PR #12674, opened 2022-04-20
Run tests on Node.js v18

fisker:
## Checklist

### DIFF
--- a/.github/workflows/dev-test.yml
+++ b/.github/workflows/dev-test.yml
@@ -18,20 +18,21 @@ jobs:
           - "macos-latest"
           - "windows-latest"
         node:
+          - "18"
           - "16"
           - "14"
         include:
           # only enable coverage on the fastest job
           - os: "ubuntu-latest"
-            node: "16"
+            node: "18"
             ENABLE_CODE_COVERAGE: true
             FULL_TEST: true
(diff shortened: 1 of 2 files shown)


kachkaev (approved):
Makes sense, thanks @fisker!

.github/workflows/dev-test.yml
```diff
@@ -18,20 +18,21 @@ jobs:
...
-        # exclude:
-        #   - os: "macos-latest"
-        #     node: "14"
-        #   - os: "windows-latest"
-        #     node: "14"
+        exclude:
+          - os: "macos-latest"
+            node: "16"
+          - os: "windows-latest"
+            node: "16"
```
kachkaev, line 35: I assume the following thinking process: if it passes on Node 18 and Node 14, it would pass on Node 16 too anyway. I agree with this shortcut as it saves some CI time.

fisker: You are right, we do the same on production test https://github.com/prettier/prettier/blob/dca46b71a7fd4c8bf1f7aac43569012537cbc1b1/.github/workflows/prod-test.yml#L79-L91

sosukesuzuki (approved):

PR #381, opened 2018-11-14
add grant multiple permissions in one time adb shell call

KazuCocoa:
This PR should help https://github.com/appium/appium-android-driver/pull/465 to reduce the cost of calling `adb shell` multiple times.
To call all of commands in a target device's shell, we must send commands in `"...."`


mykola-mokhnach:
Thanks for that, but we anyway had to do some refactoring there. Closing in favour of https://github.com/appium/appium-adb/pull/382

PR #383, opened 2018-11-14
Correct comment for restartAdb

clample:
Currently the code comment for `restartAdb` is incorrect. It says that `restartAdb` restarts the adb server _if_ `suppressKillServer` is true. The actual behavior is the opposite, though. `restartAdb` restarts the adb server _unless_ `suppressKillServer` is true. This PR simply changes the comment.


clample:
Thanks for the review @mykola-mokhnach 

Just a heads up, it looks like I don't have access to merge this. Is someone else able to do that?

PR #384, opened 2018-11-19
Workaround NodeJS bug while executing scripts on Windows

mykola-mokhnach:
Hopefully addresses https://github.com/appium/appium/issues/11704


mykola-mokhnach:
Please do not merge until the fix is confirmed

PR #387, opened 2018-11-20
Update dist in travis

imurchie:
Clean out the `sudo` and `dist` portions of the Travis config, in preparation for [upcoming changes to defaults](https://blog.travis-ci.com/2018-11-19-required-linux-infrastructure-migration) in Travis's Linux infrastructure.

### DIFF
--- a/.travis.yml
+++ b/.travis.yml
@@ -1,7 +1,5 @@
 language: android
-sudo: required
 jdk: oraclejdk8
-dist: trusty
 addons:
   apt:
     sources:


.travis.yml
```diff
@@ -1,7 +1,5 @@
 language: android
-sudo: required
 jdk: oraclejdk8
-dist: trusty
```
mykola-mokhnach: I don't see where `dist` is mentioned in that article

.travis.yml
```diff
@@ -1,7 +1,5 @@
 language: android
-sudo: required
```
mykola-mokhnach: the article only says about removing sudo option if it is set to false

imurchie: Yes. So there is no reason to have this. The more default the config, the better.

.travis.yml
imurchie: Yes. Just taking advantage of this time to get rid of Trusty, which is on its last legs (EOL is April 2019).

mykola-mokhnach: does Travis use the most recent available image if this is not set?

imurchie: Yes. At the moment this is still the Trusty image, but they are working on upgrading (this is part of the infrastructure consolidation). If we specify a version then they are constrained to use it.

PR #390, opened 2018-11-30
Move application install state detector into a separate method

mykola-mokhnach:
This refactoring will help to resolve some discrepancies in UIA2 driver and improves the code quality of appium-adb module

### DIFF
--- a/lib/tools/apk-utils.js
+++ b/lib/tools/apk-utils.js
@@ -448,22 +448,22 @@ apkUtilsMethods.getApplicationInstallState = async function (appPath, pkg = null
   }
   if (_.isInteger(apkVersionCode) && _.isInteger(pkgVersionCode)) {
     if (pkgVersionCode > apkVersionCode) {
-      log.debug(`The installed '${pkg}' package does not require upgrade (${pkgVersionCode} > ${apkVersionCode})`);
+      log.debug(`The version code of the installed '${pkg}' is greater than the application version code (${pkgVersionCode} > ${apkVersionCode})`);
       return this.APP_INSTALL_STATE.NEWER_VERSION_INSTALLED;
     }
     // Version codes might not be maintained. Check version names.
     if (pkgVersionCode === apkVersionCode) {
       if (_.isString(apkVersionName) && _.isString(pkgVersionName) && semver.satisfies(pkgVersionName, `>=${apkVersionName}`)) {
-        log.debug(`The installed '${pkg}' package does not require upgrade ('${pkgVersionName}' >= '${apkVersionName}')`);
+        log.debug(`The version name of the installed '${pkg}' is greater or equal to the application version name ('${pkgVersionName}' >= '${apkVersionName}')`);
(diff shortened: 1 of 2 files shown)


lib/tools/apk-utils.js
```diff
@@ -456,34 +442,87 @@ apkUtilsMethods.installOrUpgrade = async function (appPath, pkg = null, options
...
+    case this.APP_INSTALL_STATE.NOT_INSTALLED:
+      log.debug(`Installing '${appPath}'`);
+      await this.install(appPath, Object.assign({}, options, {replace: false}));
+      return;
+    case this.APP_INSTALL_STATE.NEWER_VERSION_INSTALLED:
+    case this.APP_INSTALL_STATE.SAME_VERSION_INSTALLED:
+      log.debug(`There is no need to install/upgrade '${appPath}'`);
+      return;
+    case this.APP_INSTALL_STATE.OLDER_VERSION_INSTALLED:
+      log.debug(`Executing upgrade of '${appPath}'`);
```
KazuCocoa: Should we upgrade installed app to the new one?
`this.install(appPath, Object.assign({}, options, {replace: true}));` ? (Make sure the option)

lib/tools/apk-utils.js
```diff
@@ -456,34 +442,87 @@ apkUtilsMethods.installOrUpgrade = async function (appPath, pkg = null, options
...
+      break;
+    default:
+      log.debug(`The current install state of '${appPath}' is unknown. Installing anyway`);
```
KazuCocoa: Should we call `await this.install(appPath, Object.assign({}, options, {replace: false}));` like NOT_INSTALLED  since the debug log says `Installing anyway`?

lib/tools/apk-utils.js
§
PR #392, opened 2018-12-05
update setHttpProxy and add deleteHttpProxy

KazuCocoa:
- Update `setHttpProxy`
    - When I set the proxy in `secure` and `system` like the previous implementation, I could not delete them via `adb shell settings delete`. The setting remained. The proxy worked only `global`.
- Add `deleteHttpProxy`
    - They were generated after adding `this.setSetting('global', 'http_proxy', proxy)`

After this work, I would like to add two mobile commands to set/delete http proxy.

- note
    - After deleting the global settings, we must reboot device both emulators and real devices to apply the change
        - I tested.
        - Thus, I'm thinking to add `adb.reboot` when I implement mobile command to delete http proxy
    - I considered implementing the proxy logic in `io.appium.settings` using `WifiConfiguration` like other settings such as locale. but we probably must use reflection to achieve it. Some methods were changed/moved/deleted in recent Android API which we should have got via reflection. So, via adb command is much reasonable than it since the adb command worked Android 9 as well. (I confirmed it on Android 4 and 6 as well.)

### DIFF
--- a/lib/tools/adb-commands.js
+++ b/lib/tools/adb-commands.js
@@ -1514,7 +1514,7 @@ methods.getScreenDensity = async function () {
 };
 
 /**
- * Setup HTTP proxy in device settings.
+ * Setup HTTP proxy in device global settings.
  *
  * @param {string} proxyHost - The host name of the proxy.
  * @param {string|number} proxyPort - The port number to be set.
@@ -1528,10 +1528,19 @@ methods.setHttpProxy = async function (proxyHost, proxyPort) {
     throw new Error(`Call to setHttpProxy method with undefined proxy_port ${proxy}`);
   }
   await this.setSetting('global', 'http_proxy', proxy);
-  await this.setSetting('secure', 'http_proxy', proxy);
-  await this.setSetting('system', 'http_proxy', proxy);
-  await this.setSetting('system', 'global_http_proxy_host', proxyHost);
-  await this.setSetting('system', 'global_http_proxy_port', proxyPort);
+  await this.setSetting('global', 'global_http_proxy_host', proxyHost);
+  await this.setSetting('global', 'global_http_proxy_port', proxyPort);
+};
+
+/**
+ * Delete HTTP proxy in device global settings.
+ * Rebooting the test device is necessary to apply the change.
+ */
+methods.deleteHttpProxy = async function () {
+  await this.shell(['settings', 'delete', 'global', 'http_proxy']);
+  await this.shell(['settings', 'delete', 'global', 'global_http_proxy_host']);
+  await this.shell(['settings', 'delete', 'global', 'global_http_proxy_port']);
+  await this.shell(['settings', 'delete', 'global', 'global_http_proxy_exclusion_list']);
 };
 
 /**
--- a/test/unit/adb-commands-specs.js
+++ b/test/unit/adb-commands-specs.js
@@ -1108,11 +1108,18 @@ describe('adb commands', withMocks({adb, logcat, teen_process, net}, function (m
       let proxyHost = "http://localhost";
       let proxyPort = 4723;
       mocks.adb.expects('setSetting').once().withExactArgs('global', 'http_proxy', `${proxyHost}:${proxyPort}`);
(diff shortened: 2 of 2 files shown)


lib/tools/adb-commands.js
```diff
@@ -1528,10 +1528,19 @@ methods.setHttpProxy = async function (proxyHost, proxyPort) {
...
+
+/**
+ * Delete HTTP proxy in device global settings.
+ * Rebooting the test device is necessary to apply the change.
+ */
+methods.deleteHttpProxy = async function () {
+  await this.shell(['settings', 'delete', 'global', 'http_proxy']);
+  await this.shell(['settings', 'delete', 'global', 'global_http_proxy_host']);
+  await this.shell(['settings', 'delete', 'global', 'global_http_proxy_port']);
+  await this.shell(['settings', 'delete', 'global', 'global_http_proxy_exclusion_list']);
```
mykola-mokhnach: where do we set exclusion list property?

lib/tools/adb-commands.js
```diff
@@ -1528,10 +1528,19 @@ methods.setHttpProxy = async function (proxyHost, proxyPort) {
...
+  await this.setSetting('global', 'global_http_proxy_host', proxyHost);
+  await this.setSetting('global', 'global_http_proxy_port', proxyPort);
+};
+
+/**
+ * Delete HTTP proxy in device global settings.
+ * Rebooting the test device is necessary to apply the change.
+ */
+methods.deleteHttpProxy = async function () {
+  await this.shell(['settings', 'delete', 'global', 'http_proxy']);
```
§
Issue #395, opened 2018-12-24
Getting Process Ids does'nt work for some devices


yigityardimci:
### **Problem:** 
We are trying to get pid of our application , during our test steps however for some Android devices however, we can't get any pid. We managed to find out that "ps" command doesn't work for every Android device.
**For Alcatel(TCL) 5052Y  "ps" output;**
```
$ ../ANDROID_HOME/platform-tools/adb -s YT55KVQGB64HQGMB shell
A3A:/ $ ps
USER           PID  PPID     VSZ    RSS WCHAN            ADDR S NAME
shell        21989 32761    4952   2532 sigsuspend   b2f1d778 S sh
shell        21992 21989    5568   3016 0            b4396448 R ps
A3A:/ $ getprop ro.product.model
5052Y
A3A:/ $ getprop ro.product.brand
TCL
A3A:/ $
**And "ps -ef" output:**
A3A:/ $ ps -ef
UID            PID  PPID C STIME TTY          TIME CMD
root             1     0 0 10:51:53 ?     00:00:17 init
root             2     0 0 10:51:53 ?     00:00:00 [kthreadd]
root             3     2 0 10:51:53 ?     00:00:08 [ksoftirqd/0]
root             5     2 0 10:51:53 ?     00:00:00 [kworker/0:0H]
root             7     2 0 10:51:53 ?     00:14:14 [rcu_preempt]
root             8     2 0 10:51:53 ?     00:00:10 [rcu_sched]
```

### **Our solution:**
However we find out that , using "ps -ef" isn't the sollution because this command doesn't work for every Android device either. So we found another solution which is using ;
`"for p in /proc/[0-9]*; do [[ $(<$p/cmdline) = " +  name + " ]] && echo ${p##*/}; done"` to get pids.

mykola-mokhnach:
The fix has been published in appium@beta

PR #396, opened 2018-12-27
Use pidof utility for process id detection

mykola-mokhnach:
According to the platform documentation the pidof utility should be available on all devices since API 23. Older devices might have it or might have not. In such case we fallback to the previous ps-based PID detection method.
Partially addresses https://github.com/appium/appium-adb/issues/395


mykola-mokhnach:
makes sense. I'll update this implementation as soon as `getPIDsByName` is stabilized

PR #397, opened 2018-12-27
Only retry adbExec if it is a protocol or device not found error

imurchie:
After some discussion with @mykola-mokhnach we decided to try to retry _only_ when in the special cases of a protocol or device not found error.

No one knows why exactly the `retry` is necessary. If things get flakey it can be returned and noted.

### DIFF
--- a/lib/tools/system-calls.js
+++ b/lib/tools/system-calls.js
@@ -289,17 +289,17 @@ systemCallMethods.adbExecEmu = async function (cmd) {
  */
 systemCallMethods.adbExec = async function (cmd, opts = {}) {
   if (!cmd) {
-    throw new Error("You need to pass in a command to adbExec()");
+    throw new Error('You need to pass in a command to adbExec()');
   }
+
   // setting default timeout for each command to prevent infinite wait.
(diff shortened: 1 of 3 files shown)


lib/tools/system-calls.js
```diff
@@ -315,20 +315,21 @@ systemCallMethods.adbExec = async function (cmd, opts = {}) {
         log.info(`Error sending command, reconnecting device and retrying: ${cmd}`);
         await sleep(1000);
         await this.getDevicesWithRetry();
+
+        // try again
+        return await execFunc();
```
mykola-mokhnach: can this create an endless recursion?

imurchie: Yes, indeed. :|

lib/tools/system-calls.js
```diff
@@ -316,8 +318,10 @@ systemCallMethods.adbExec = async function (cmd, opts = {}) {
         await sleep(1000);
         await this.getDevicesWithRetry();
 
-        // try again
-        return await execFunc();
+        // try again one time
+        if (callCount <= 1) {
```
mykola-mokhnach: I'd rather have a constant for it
§
◆ WHAT IS NEEDED ◆
The required answer is the exact run of lines above starting at the line with "PR #12674, opened 2022-04-20" and ending at the line with "# only enable", with both ends present.

◆ ANSWER TO THE EXERCISE ◆
PR #12674, opened 2022-04-20
Run tests on Node.js v18

fisker:
## Checklist

### DIFF
--- a/.github/workflows/dev-test.yml
+++ b/.github/workflows/dev-test.yml
@@ -18,20 +18,21 @@ jobs:
           - "macos-latest"
           - "windows-latest"
         node:
+          - "18"
           - "16"
           - "14"
         include:
           # only enable coverage on the fastest job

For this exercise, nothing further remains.